--- Material for the task ---
......
PR #8020, opened 2025-08-27
Debugging link local interfaces

tomleb:
Just wanted to debug why libtorrent isn't announcing when the only interfaces are the loopback or the link local.


tomleb:
Bleh was meant to open this on my own fork, not here.

Issue #7651, opened 2024-03-16
Using HTTP Proxy: Retrieved Host is IP Address instead of Domain in HTTPS Tracker URL


bearx3f:
**Please provide the following information**

libtorrent version (or branch): 2.0.10

platform/architecture: qbittorrent-static-nox x86_64

compiler and compiler version: GCC 13.2.0 -- x86_64-linux-musl

I'm using qbittorrent and having http proxy settings 

![image](https://github.com/arvidn/libtorrent/assets/9717561/699b2bfb-3448-47cb-9e12-1a221abe09cf)

And when announce to HTTPS Tracker libtorrent not sent Host name on CONNECT request

arvidn:
correct. the `CONNECT` command optionally includes `Proxy-Authorization:`, but not the hostname of the destination.

The `Host` header is sent inside the SSL tunnel, to the destination server.

Is there a problem? Does the proxy need to know the hostname (as opposed to just the IP address) of the destination server?

bearx3f:
there's a problem to sign the ssl connection in mitm mode proxy

arvidn:
I'm intrigued. What's the feature or utility that's enabled by the proxy man-in-the-middling the connection?

You would also have to install their SSL cert for libtorrent to pick up as well. Is that a certification signed for all hostnames?

bearx3f:
> What's the feature or utility that's enabled by the proxy man-in-the-middling the connection?

I'm tracking the download, upload and event of the torrent

> Is that a certification signed for all hostnames?

No, just sign for each hostname of each request

arvidn:
@bearx3f could you try this patch out?
https://github.com/arvidn/libtorrent/pull/7710

bearx3f:
Thank you, for your hard work I'll try

bearx3f:
I'm sorry I cannot test your code but after review your change I think may you change code at http_connection.cpp@591

```cpp
	if (m_proxy.send_host_in_connect)
	{
		if (boost::get<http_stream>(&*m_sock))
		{
			boost::get<http_stream>(*m_sock).set_host(m_hostname);
		}
#if TORRENT_USE_SSL
		else if (m_ssl && boost::get<ssl_stream<http_stream>>(&*m_sock))
		{
			boost::get<ssl_stream<http_stream>>(*m_sock).next_layer().set_host(m_hostname);
		}
#endif
	}
```

bearx3f:
[...]

PR #8021, opened 2025-08-29
Fix Handling of HTTP CONNECT Header in Proxy Connections

bearx3f:
From #7651 After I tested the latest pull request, which I'd previously said passed, the proxy server still couldn't sign the certificate when deployed with the actual application. This was because the server didn't receive the remote server in the correct `domain:port` format, such as `example.com:443`. In this patch, I've fixed the `CONNECT` request to be correct.

I noticed this by observing the request sent by Curl, which sends:

```
CONNECT example.com:443 HTTP/1.0
Host: example.com:443
```

Originally, Libtorrent was sending:

```
CONNECT 23.220.75.232:443 HTTP/1.0
Host: example.com
```

In this original request, the Host header was missing the port, and the **CONNECT** method was sending an IP address instead of a domain name.

### DIFF
--- a/simulation/test_http_connection.cpp
+++ b/simulation/test_http_connection.cpp
@@ -618,18 +618,27 @@ void test_connection_ssl_proxy(bool const with_hostname)
 	int client_counter = 0;
 	int proxy_counter = 0;
 
-	http_proxy.register_handler("10.0.0.2:8080"
-		, [&proxy_counter, with_hostname](std::string method, std::string req, std::map<std::string, std::string>& headers)
+	std::string expected_target = with_hostname ? "test-hostname.com:8080" : "10.0.0.2:8080";
+
+	http_proxy.register_handler(expected_target
+		, [&proxy_counter, with_hostname, expected_target](std::string method, std::string req, std::map<std::string, std::string>& headers)
 		{
 			proxy_counter++;
 			TEST_EQUAL(method, "CONNECT");
+			
+			// Host header is always sent to comply with RFC 9110 and RFC 9112 requirements.
+			// The send_host_in_connect setting controls the format:
+			// - true: Host header contains domain:port format
+			// - false: Host header contains ip:port format
 			if (with_hostname)
 			{
-				TEST_EQUAL(headers["host"], "10.0.0.2");
+				// When send_host_in_connect is true, Host header should contain domain:port
+				TEST_EQUAL(headers["host"], "test-hostname.com:8080");
 			}
 			else
 			{
-				TEST_CHECK(headers.empty());
+				// When send_host_in_connect is false, Host header should contain ip:port
+				TEST_EQUAL(headers["host"], "10.0.0.2:8080");
 			}
 			return sim::send_response(403, "Not supported", 1337);
 		});
@@ -655,7 +664,9 @@ void test_connection_ssl_proxy(bool const with_hostname)
 #endif
 		);
 
-	h->start("10.0.0.2", 8080, seconds(1), &ps, true /*ssl*/);
+	// Use hostname when testing with_hostname=true, IP when with_hostname=false
+	std::string target_host = with_hostname ? "test-hostname.com" : "10.0.0.2";
+	h->start(target_host, 8080, seconds(1), &ps, true /*ssl*/);
 
 	sim.run();
 
@@ -663,13 +674,17 @@ void test_connection_ssl_proxy(bool const with_hostname)
 	TEST_EQUAL(proxy_counter, 1);
 }
 
-// Requests a proxied SSL connection. This test just ensures that the correct CONNECT request
-// is sent to the proxy server.
+// Tests SSL proxy connection with send_host_in_connect=false.
+// Uses IP address for connection and Host header should contain ip:port format.
+// This verifies that the Host header is always present and contains the target IP:port.
 TORRENT_TEST(http_connection_ssl_proxy_no_hostname)
 {
 	test_connection_ssl_proxy(false);
 }
 
+// Tests SSL proxy connection with send_host_in_connect=true.
+// Uses hostname for connection and Host header should contain domain:port format.
+// This ensures proper hostname handling when send_host_in_connect is enabled.
 TORRENT_TEST(http_connection_ssl_proxy_hostname)
 {
 	test_connection_ssl_proxy(true);


include/libtorrent/http_stream.hpp
```diff
@@ -98,6 +99,80 @@ class http_stream : public proxy_base
...
+	// - if port == 0, return host unchanged
+	// - if host is bracketed IPv6: [addr] or [addr]:port, append port only if missing
+	// - if host contains no ':', append ":port"
+	// - if host contains colon(s):
+	//     * if suffix after last ':' is all digits, assume it's already a host:port -> leave unchanged
+	//     * otherwise treat it as an (unbracketed) IPv6 literal or hostname with colons and wrap
+	//       it in brackets and append :port -> [host]:port
+	static std::string format_host_for_connect(std::string host, unsigned short const port)
+	{
+		if (port == 0) return host;
```
arvidn:
```suggestion
		if (port == 80) return host;
```
I imagine this is what you meant, right?

include/libtorrent/http_stream.hpp
```diff
@@ -98,6 +99,80 @@ class http_stream : public proxy_base
...
 
+	// format a hostname (not a numeric IP) with a port for an HTTP CONNECT request.
+	// rules:
+	// - if port == 0, return host unchanged
+	// - if host is bracketed IPv6: [addr] or [addr]:port, append port only if missing
+	// - if host contains no ':', append ":port"
+	// - if host contains colon(s):
+	//     * if suffix after last ':' is all digits, assume it's already a host:port -> leave unchanged
+	//     * otherwise treat it as an (unbracketed) IPv6 literal or hostname with colons and wrap
+	//       it in brackets and append :port -> [host]:port
```
arvidn: rather than describing exactly what this function is doing, in detail, it would be much better to describy *why* it's doing it. Perhaps even with a reference to the appropriate RFC describing the host header format. And maybe with a quote from it

include/libtorrent/http_stream.hpp
```diff
@@ -98,6 +99,80 @@ class http_stream : public proxy_base
...
+	static std::string format_host_for_connect(std::string host, unsigned short const port)
+	{
+		if (port == 0) return host;
+
+		if (!host.empty() && host.front() == '[')
+		{
+			auto const rb = host.find(']');
+			bool const has_port = (rb != std::string::npos && rb + 1 < host.size() && host[rb + 1] == ':');
```
arvidn: does the host sometimes come with a port? that doesn't sound right.
I think it should either be an assert that it doesn't have a port, or a comment explaining why it (sometimes) has a port

include/libtorrent/http_stream.hpp
bearx3f: In some case port=0 there's no port to be append

include/libtorrent/http_stream.hpp
bearx3f: I will assume that host will not already has port and then assert there's port in host

include/libtorrent/http_stream.hpp
bearx3f: I will change it

include/libtorrent/http_stream.hpp
bearx3f: and then add ASSERT `host`

include/libtorrent/http_stream.hpp
```diff
@@ -98,6 +99,41 @@ class http_stream : public proxy_base
...
+	// Format a hostname with port for HTTP CONNECT request per RFC 9110 Section 9.3.6.
+	// The authority component must be in the form "host:port" where IPv6 literals
+	// are enclosed in square brackets as defined in RFC 3986 Section 3.2.2.
+	// Assumes host parameter contains no port suffix.
+	// Rules:
+	// - if port == 0, return host unchanged
+	// - if host is already bracketed IPv6: [addr], append ":port"
+	// - if host contains colons (IPv6), bracket and append ":port" -> [host]:port
+	// - otherwise append ":port" for regular hostnames/IPv4
+	static std::string format_host_for_connect(std::string host, unsigned short const port)
```
arvidn: I think this should be a free function (not a static member). It should be defined in a `.cpp` file. And it should have a unit test, to make sure it handles all the edge cases correctly?
Since `http_stream` doesn't have a `.cpp` file, maybe it would make sense to put this in `string_util.cpp`, with the test in `test_string.cpp`

test/http_proxy.py
```diff
@@ -209,15 +209,20 @@ def connect_request(self):
...
+                self.log_message("Host header matches CONNECT target")
+            else:
+                self.log_message("Host header differs from CONNECT target")
         else:
-            self.log_message("CONNECT request without Host header (target: %s:%s)",
+            self.log_message("CONNECT request: target=%s:%s, NO Host header", 
                            host, port)
 
         # If require_host_header is set, reject requests without Host header
-        if self.require_host_header and not host_header:
```
arvidn, line 219: you you remove the check for `self.require_host_header` (and make it mandatory), you should remove the comment above as well as *setting* this member to `True` at the top of the class

bearx3f: I'm really sorry.

arvidn:
it looks like the simulation error is legitimate and needs to be addressed

bearx3f:
> it looks like the simulation error is legitimate and needs to be addressed

The problem is my patch will always send Host header but simulation test check if send_host_in_connect=false host should be empty. I will fix.

include/libtorrent/http_stream.hpp
```diff
@@ -128,10 +128,24 @@ class http_stream : public proxy_base
 		// send CONNECT
 		std::back_insert_iterator<std::vector<char>> p(m_buffer);
 		std::string const endpoint = print_endpoint(m_remote_endpoint);
-		write_string("CONNECT " + endpoint + " HTTP/1.0\r\n", p);
+		// if we were given the original host (domain or IP), prefer using it (lets proxy resolve domains)
 		if (!m_host.empty())
 		{
-			write_string("Host: " + m_host + "\r\n", p);
+			std::string const remote_host = ::libtorrent::format_host_for_connect(
+				std::move(m_host),
```
arvidn, line 135: this `std::move()` looks really suspicious. It means this socket can't be reused, which may be an unexpected behavior. Are you certain that this is correct?

Since `m_host` is not passed in via `async_connect()`, I'm pretty sure you can end up setting the host only once, and the connect the socket multiple times, e.g. if the connection fails for some reason.

I don't think you should move `m_host` here.
```suggestion
				m_host, 
```

include/libtorrent/http_stream.hpp
```diff
@@ -128,10 +128,24 @@ class http_stream : public proxy_base
 		// send CONNECT
 		std::back_insert_iterator<std::vector<char>> p(m_buffer);
 		std::string const endpoint = print_endpoint(m_remote_endpoint);
-		write_string("CONNECT " + endpoint + " HTTP/1.0\r\n", p);
+		// if we were given the original host (domain or IP), prefer using it (lets proxy resolve domains)
 		if (!m_host.empty())
 		{
-			write_string("Host: " + m_host + "\r\n", p);
+			std::string const remote_host = ::libtorrent::format_host_for_connect(
```
arvidn, line 134:
```suggestion
			std::string const remote_host = format_host_for_connect(
```

arvidn:
sorry for dropping the ball on this one. I think it looks good. just a few small tweaks

test/http_proxy.py
```diff
@@ -152,7 +152,7 @@ class Handler(http.server.BaseHTTPRequestHandler):
     close_connection = True
     timeout = 30
     basic_auth = None
-    require_host_header = False  # Set to True to require Host header in CONNECT requests
+    require_host_header = True  # Always require Host header in CONNECT requests for proper HTTP compliance
```
arvidn, line 155: I believe I was thinking that this was part of the `BaseHTTPRequestHAndler`, but I don't think it is. Now you can probably just remove this field entirely

arvidn:
@bearx3f how does this look? https://github.com/arvidn/libtorrent/pull/8155

bearx3f:
Thank you, for you resopnse

I don't have much experience with C++, so I can't really provide feedback on your changes. Please feel free to use your best judgment. Also, just to mention, the code I submitted was written with the help of AI.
......
--- Task directions ---
The required answer is each line of the data in which the word "well" appears.

--- Answer to the exercise ---
You would also have to install their SSL cert for libtorrent to pick up as well. Is that a certification signed for all hostnames?
arvidn, line 219: you you remove the check for `self.require_host_header` (and make it mandatory), you should remove the comment above as well as *setting* this member to `True` at the top of the class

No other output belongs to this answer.